Bornstein accused Apple of trying to scare Gonzalez Rogers by portraying the case as more complicated than it is. He said Apple already allows third-party app distribution on Mac computers, and still touts macOS as incredibly safe.

This prompted the judge to raise Epic’s second case against Google, which is currently pending before one of her colleagues.

“On Google’s platform there are many stores and yet Epic sued them anyway,” she said. “How does that address anything given hat Epic has also sued Google on the exact model you are arguing should be the result in this case?”

Bornstein said the cases have similar elements, but aren’t precisely the same. “Google has a set of anticompetitive restrictions of its own that it applies on the Android ecosystem that has similar but not same anticompetitive effects,” he said.

“OK,” said the judge, sounding exasperated.

She also said Epic had not shown her a single antitrust case that has survived on appeal where a court has ordered a billion-dollar company to fundamentally change the business model by which it operates.

Bornstein offered United States v. Microsoft Corp., where a federal judge ruled Microsoft harmed both competitors and consumers by bundling the Windows operating system software with its web browser, Internet Explorer. The judge was reversed on appeal, and Microsoft eventually reached a settlement with the government for a far less restrictive set of remedies.

He also cited U.S. District Judge Lucy Koh’s ruling in FTC v.
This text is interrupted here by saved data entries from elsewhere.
PR #216, opened 2017-12-18
Bugfix: UUID operation using webworkers

artemisbot:
Fixes UUID issue brought up in the [Gitter channel](https://gitter.im/gchq/CyberChef) where the operation had become unusable due to webworkers having no access to the `window` object. UUID operation now uses the native `crypto` package from Node.

### DIFF
--- a/src/core/operations/UUID.js
+++ b/src/core/operations/UUID.js
@@ -1,3 +1,4 @@
+import crypto from "crypto";
 /**
  * UUID operations.
  *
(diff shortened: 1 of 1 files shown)


n1474335:
Thanks very much for the fix as discussed. I've decided to leave this in the Default module as the crypto library doesn't add significantly to the file size. It's likely being included in one of the many nested dependencies anyway. I've added a note in Default.js to say that crypto is in that module.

Qualcomm which found the chipmaker had violated antitrust law with exorbitant licensing fees.

Gonzalez Rogers said both cases were not helpful since they had not survived appeal. “That’s not binding authority,” she said, also noting that neither involved a private plaintiff “who may or may not have ulterior motives.” 
“Mr. Sweeney’s testimony made clear that he would not be here today if a side deal had been cut,” she said, referring to Epic CEO Tim Sweeney.

Bornstein said he didn’t have a precise example of a case involving a private plaintiff. “We’re dealing with a pretty unique situation,” he said, emphasizing that Sweeney wanted Apple to offer a deal that would benefit all developers, not just Epic.
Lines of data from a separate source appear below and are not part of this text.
Issue #164, opened 2017-07-12
Feature request: Addition of Chi-Squared Entropy Algorithm


meeas:
### Summary
Would love a Chi-Squared option to measure entropy.  Implementation would be the same as your current Shannon entropy feature.  Could look at the "ent" tool in Linux for examples and output comparisons.

### Example
from Linux:
$ echo "This string is way too short of an example input to be of much value" | ent
Chi square distribution for 69 samples is 1329.72, and randomly
would exceed this value 0.01 percent of the times.

n1474335:
Great idea. I see this as an option in the current Entropy operation rather than creating a new operation. The user should be able to select "Shannon" or "Chi-Squared" from a dropdown and get suitable outputs for either one.

If anyone would like to have a go at this please do, otherwise I'll do it myself when I get a spare minute.

artemisbot:
Taking a look now, though I'll probably hit a brick wall since my C is very rusty.

n1474335:
Closed in #217

PR #217, opened 2017-12-18
Chi Square

bwhitn:
Adds Chi Square function to Entropy as requested in #164. This is just the basic Chi Square function without the other functions included in "ent". There is a bit of a difference in output which I assume is due to JavaScript float point operations. I also noticed there is a bit of a difference between "ent" output depending on platform so this may not be a big deal.


n1474335:
Nice operation.

At some point, it might be a good idea to add some graphics to this in a similar manner to the Entropy operation, so as to illustrate what it's trying to tell you.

“There’s nothing to stop the U.S. government from engaging in these topics if it wants. But Epic is here because if relief is granted they go from a multibillion-dollar company to a multitrillion-dollar company, who knows. But they are not doing this out of the kindness of their hearts,” Gonzalez Rogers said.
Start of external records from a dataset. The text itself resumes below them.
Issue #227, opened 2018-01-01
Feature request: Support for Big Numbers


n1474335:
### Summary

Improve native support for Big Numbers. CyberChef is currently limited by JavaScript's support for Integers and Floats, which results in the loss of precision when numbers become large.

[bignumber.js](https://github.com/MikeMcl/bignumber.js/) looks like a good solution.

n1474335:
Closed by #229

PR #229, opened 2018-01-03
[Feature] Adds basic BigNumber type support

artemisbot:
Right now, it fixes the `To Base` & `From Base` issues as reported on [Twitter](https://twitter.com/ItsReallyNick/status/946829683466932224) & #227.
I'm not exactly sure what other operations need to be fixed right now, so any suggestions are welcome.


src/core/Dish.js
```diff
@@ -57,22 +65,22 @@ Dish.ARRAY_BUFFER = 4;
...
         case "html":
-        case "HTML":
             return Dish.HTML;
-        case "arrayBuffer":
-        case "ArrayBuffer":
+        case "arraybuffer":
+        case "array buffer":
             return Dish.ARRAY_BUFFER;
+        case "bignumber":
+        case "big number":
```
n1474335: Change this second option to "BigNumber"

src/core/Dish.js
```diff
@@ -83,8 +91,8 @@ Dish.typeEnum = function(typeStr) {
  * Returns the data type string for the given type enum.
  *
  * @static
- * @param {string} typeEnum - The enum value of the data type.
- * @returns {number} The data type as a string.
+ * @param {number} typeEnum - The enum value of the data type.
+ * @returns {string} The data type as a string.
```
n1474335: Ha, good catch

src/core/operations/Base.js
```diff
@@ -1,3 +1,4 @@
+import BigNumber from "bignumber.js";
```
n1474335: Add a blank newline after this import statement

src/core/Dish.js
artemisbot: I changed the switch statement to use toLowerCase so we have less catch statements, so this is unneccessary.

n1474335:
The following operations could be usefully converted to use BigNumbers:

- [x] To Base
- [x] From Base
- [ ] Sum
- [ ] Subtract
- [ ] Multiply
- [ ] Divide
- [ ] Mean
- [ ] Median
- [ ] Standard Deviation
- [ ] Convert distance
- [ ] Convert area
- [ ] Convert mass
- [ ] Convert speed
- [ ] Convert data units
- [ ] From BCD
- [ ] To BCD

src/core/Dish.js
n1474335: Yes, fair point.

n1474335:
Thanks very much @artemisbot, this is a big (no pun intended) improvement.

In future we might look to provide options for how BigNumber outputs are displayed. For example, the number `123456789012345678901234567890` is currently displayed as `1.2345678901234567890123456789e+29` when returned as a `BigNumber`. It could be displayed in the following ways:
- `1.2345678901234567890123456789e+29`
- `123456789012345678901234567890`
- `123,456,789,012,345,678,901,234,567,890` (depending on localisation)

“I won’t say that it won’t be in the financial interest of Epic not to be subject to any anticompetitive consequences,” Bornstein said.

Closing arguments wrapped after five hours. Analogizing the case to the picture on a puzzle box cover, Rogers said it will take weeks — if not months — for her to piece it together. She said more than three weeks of trial have yielded some 4,500 pages of testimony.

“In this case it’s up to the court to figure out how the pieces come together and what the cover actually looks like based on those pieces. So it will take me a while to do that,” she said. “It’s been tiring but a real pleasure.”